The degree to which local districts will be able to weather the looming cuts will depend on their financial state prior to the pandemic.
“Every district’s in a different position. Some have reserves. Some have better fiscal conditions than others,” said Keely Bosler, director of the California Department of Finance.
More than 80% of any given district’s budget goes toward salaries and personnel.
“They are very employee-heavy, employee-intensive operations, so there will be a lot of hard (decisions) at school district levels,” Bosler said. “I don’t want to sugarcoat that.”
Some of the state’s school districts, steeling themselves for cuts, have already laid off some employees. Other districts that have struggled for years to balance their budgets will deal with far larger deficits. The Sacramento City Unified School District, for example, estimates a $77 million shortfall in its budget.
“We can reasonably expect over the next year that, like other districts in the same fiscal situation as Sac City, we’ll need to employ other strategies that could include furloughs, pay cuts, loss of jobs and loss of programs,” said superintendent Jorge Aguilar in a plea for federal assistance.
The Clovis Unified School District in California’s Central Valley has never done layoffs in its 60-plus year history, according to Associate Superintendent Michael Johnston. The growing district of 43,600 students began planning for the likelihood of cuts right after schools physically closed March 13, leaving some district office positions unfilled.
Clovis Unified will tap its reserves to mitigate a projected $30 million in cuts, while looking at areas to trim that are “as far away from the classroom and that help us to be able to not lay off employees,” Johnston said. That could mean forgoing routine investments in technology and infrastructure, and leaving more open positions unfilled.
Another conundrum confronting California districts: who to cover the costs to safely reopen schools. By one estimate, schools spent more than $2 billion on feeding students and families, and buying computers in bulk for distance learning.

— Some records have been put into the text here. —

PR #441, opened 2021-10-29
test: adjust assertions for new GL core terminals

digitalcora:
**Asana:** [🚧 Remove old GL terminals from API tests](https://app.asana.com/0/584764604969369/1201227620034052)

### DIFF
--- a/apps/state_mediator/test/state_mediator/integration/gtfs_test.exs
+++ b/apps/state_mediator/test/state_mediator/integration/gtfs_test.exs
@@ -61,9 +61,9 @@ defmodule StateMediator.Integration.GtfsTest do
       assert_first_last_stop_id("CR-Haverhill", "place-north", "place-WR-0329")
       assert_first_last_stop_id("CR-Lowell", "place-north", "place-NHRML-0254")
       assert_first_last_stop_id("CR-Kingston", "place-sstat", "place-KB-0351")
-      assert_first_last_stop_id("Green-B", ["place-pktrm", "place-gover"], "place-lake")
-      assert_first_last_stop_id("Green-C", ["place-gover", "place-north"], "place-clmnl")
-      assert_first_last_stop_id("Green-D", ["place-gover", "place-north"], "place-river")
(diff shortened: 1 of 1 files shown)


apps/state_mediator/test/state_mediator/integration/gtfs_test.exs
```diff
@@ -61,9 +61,9 @@ defmodule StateMediator.Integration.GtfsTest do
       assert_first_last_stop_id("CR-Haverhill", "place-north", "place-WR-0329")
       assert_first_last_stop_id("CR-Lowell", "place-north", "place-NHRML-0254")
       assert_first_last_stop_id("CR-Kingston", "place-sstat", "place-KB-0351")
-      assert_first_last_stop_id("Green-B", ["place-pktrm", "place-gover"], "place-lake")
-      assert_first_last_stop_id("Green-C", ["place-gover", "place-north"], "place-clmnl")
-      assert_first_last_stop_id("Green-D", ["place-gover", "place-north"], "place-river")
+      assert_first_last_stop_id("Green-B", ["place-gover"], "place-lake")
```
jfabi, line 64: The "first stops" here for the lines you changed no longer need to be in a list form since they've been reduced to only one entry.

jfabi (commented):
This looks fine, excepting the one comment made, though note that if this branch doesn't pass CI right now, it almost certainly will on Monday (note Asana task's ⚠️) once the pre-terminal realignment trips fully drop out of the feed.

jfabi:
It looks like this branch is still failing CI. I want to say it's because it seems (according to the README.md) to be using  the prod GTFS version by default (which still hasn't been deployed since last week). So, at least a couple of options:
- You can test your https://github.com/mbta/gtfs_creator/pull/1354 branch against this `api` branch and, 
- We can either wait until GTFS-prod is redeployed, or, if GTFS CI won't pass (more likely), we can force-merging this branch first.

jfabi (approved):
🏁

PR #461, opened 2022-01-05
fix: better enforce restrictions on `occupancies`

digitalcora:
**Asana:** [🍎](https://app.asana.com/0/584764604969369/1201382502692999)

The `occupancies` relationship on Trips was only intended to be accessible when the client has opted into experimental features, but this restriction only worked when trips were accessed via the `/trips` endpoints. If loading trips via another resource's endpoints, such as `/schedules?include=trip.occupancies`, the restriction did not apply.

This patch addresses the issue in basically the same way we handle other "conditionally existing" relationships: if accessed indirectly, the request will still be allowed, but the relationship will not contain any data. This does not attempt to address the broader inconsistency that validation of the `include` parameter only works at the "top level" of the include tree.

**Note:** This includes, as separate commits, some refactors to `Params.validate_includes` I did as part of investigating other approaches for this task. The actual operative change does not involve `validate_includes` at all.

### DIFF
--- a/apps/api_web/lib/api_web/views/trip_view.ex
+++ b/apps/api_web/lib/api_web/views/trip_view.ex
@@ -107,13 +107,17 @@ defmodule ApiWeb.TripView do
     end
   end
 
-  @spec occupancies(Model.Trip.t(), Plug.Conn.t()) :: [Model.CommuterRailOccupancy.t()] | nil
+  @spec occupancies(Model.Trip.t(), Plug.Conn.t()) :: [Model.CommuterRailOccupancy.t()]
   def occupancies(%{name: nil}, _conn) do
-    nil
+    []
   end
 
-  def occupancies(%{name: name}, _conn) do
+  def occupancies(%{name: name}, %{assigns: %{experimental_features_enabled?: true}}) do
     CommuterRailOccupancy.by_trip_name(name)
+  end
+
+  def occupancies(_trip, _conn) do
+    []
   end
 
   defp optional_predictions(trip_id, conn) do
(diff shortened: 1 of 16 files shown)


apps/api_web/lib/api_web/views/trip_view.ex
```diff
@@ -109,13 +109,17 @@ defmodule ApiWeb.TripView do
 
   @spec occupancies(Model.Trip.t(), Plug.Conn.t()) :: [Model.CommuterRailOccupancy.t()] | nil
```
paulswartz, line 110: question: can this still return `nil`?

digitalcora: Ah, I changed it from `nil` to `[]` to align with the type of the relationship, but forgot to change the spec!

losvedir (approved):
Looks good!

Last commit message is "wip:" , though, in case you aren't going to squash the commits on merge.

digitalcora:
I like to leave wip commits until it's time to merge, so reviewers can see the specific changes made in response to feedback. It'll be fixed up!

losvedir:
Ah, gotcha. I usually do fixups for that so I can `--autosquash`, but I guess your way does say what exactly was changed (not just which commit the fix was for).

digitalcora:
Yeah, I think the main thing keeping me from using autosquash regularly is just that it doesn't allow for the to-be-squashed commit to have its own identifying title. I wish it could work like `fixup! 5bcd90a (arbitrary title)`, but for some reason it only operates based on commit messages.

PR #469, opened 2022-02-04
chore: Exclude Green Line shuttle from consideration in stops-on-route

jfabi:
#### Summary of changes

**Asana Ticket:** [🚧 Upcoming Lechmere–Gov't Center shuttles](https://app.asana.com/0/584764604969369/1201695996672166/f)

In support of GTFS-creator pull request https://github.com/mbta/gtfs_creator/pull/1430. Ensures that stops on the new `Shuttle-GovernmentCenterLechmere` route do not make their way onto the API's stops-on-route.


digitalcora (approved):
After hours of tracing through `api` code I'm no closer to understanding why this is needed, but it seems clear that it is needed...

PR #477, opened 2022-02-22
feat: Add prod deploy yaml script

uchukwu:
Update the GitHub Action to deploy prod to ECS 🚀

### DIFF
--- a/.github/workflows/deploy-prod.yml
+++ b/.github/workflows/deploy-prod.yml
@@ -1,0 +1,29 @@
+name: Deploy to Prod (ECS)
+
+on: workflow_dispatch
+
+jobs:
+  deploy:
+    name: Deploy
+    runs-on: ubuntu-latest
+    environment: prod
+    concurrency: prod
+    env:
+      ECS_CLUSTER: api
+      ECS_SERVICE: api
+
+    steps:
+      - uses: actions/checkout@v2
+      - name: Deploy to ECS
+        uses: mbta/actions/deploy-ecs@v1
+        with:
+          aws-access-key-id: ${{ secrets.AWS_ACCESS_KEY_ID }}
+          aws-secret-access-key: ${{ secrets.AWS_SECRET_ACCESS_KEY }}
+          ecs-cluster: ${{ env.ECS_CLUSTER }}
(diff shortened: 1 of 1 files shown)


.github/workflows/deploy-prod.yml
```diff
@@ -1,6 +1,9 @@
-name: Deploy to Prod
+name: Deploy to Prod (ECS)
 
-on: workflow_dispatch
+on:
+  workflow_dispatch:
+  push:
```
losvedir, line 5: For prod, we actually *don't* want this. Basically, your workflows here should maintain the previous behavior. I had you add the `push: branches: [master]` bit to the dev one because the old dev one had it.

This `on:` section says when the workflow should run. `on: workflow_dispatch` means the workflow should run when we manually trigger it via the GitHub interface, going to "Actions", and clicking the "Deploy to Prod". `on: push: branches: [master]` means it *automatically* run when new code is added to the master branch (i.e.: a PR is merged). We want that for the dev environment, but not for prod; for prod we only deploy when we're around to monitor for it, and after searching the dev logs a bit to make sure we haven't introduced any issues.

losvedir:
Actually, can you add this as a new workflow, but leave the old one around for now? That way we can deploy to the old prod in Elastic Beanstalk or the new prod in ECS at our choosing. We just replaced dev and dev-green workflows because we were ready to switch to the new ECS environment immediately. However, prod we might have the old and new for a little while (at least until Ian gets back next week), and it would be good to have the ability to push to the old prod (which is what everyone is still using) until we've switched.

.github/workflows/deploy-prod.yml
uchukwu: Complete 👍

uchukwu:
> Actually, can you add this as a new workflow, but leave the old one around for now? That way we can deploy to the old prod in Elastic Beanstalk or the new prod in ECS at our choosing. We just replaced dev and dev-green workflows because we were ready to switch to the new ECS environment immediately. However, prod we might have the old and new for a little while (at least until Ian gets back next week), and it would be good to have the ability to push to the old prod (which is what everyone is still using) until we've switched.

Complete 👍

losvedir (approved):
LGTM

PR #478, opened 2022-02-23
fix: API prod service is api-prod

losvedir:
The deploy to the new ECS service [failed](https://github.com/mbta/api/runs/5309879271?check_suite_focus=true). The service in ECS is actually `api-prod` rather than just plain `api`.


uchukwu (approved):
LGTM 🍰

PR #479, opened 2022-02-23
fix: ECS deploy needs build-push step

losvedir:
One more issue with the deploy: the `deploy-ecs` action expected a docker tag based on a previous step: `docker-tag: ${{ steps.build-push.outputs.docker-tag }}`, but we didn't have a `build-push` step! We could also just calculate the tag ourselves and pass that in, without requiring the `build-push` step, but I checked other repos (glides and skate) and they do the `build-push` step even in prod, so I figured I'd be consistent with them.

And I deployed to prod using this branch and it [looks like it's going through](https://github.com/mbta/api/actions/runs/1889960742).

### DIFF
--- a/.github/workflows/deploy-prod.yml
+++ b/.github/workflows/deploy-prod.yml
@@ -14,6 +14,12 @@ jobs:
 
     steps:
       - uses: actions/checkout@v2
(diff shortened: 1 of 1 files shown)


uchukwu (approved):
Interesting. LGTM 🍰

Now, they expect to spend more on protective equipment for teachers and students, cleaning supplies, increased bus trips, and more computers for students in the event that they’d have to revert to distance learning for portions of the school year.

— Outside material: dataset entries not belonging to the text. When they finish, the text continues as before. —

PR #484, opened 2022-03-04
fix: Deploy to Prod (EB)

losvedir:
Previously, the prod deploy to EB relied on a previous dev deploy to have setup the "deployment package" ("Application Version" in the EB console). But now that dev goes to ECS, prod will have to do a couple of the steps that dev used to do.

### DIFF
--- a/.github/workflows/prod.yml
+++ b/.github/workflows/prod.yml
@@ -15,6 +15,16 @@ jobs:
       - uses: actions/checkout@v2
       - id: metadata
         uses: mbta/actions/commit-metadata@v1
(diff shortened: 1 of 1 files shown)


paulswartz (approved):
@losvedir looks fine to me: could you try doing the deploy from this branch to see if it works?

losvedir:
Yep, I did before opening the PR. The commit doesn't match because I ended up tweaking some (I believe) inconsequential things but I just kicked off a fresh deploy from the current commit to make sure.

paulswartz:
looks good!

PR #486, opened 2022-03-11
chore: Remove old prod ElasticBeanstalk deploy workflow

losvedir:
Now that we've switched to ECS entirely, we don't need this workflow anymore. (The ECS one is `deploy-prod.yml`.)


digitalcora (approved):
➖ ✅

Beyond the logistics of reopening, many school practitioners have sounded alarms about the growing, pandemic-induced mental health needs and additional academic support for students once schools reopen.
“This budget would be insufficient in ordinary times, and is less than what is required for most schools to reopen safely during a pandemic,” said Xilonin Cruz-Gonzalez, president of the state school boards association.
“If schools don’t reopen, our economy can’t fully reopen.”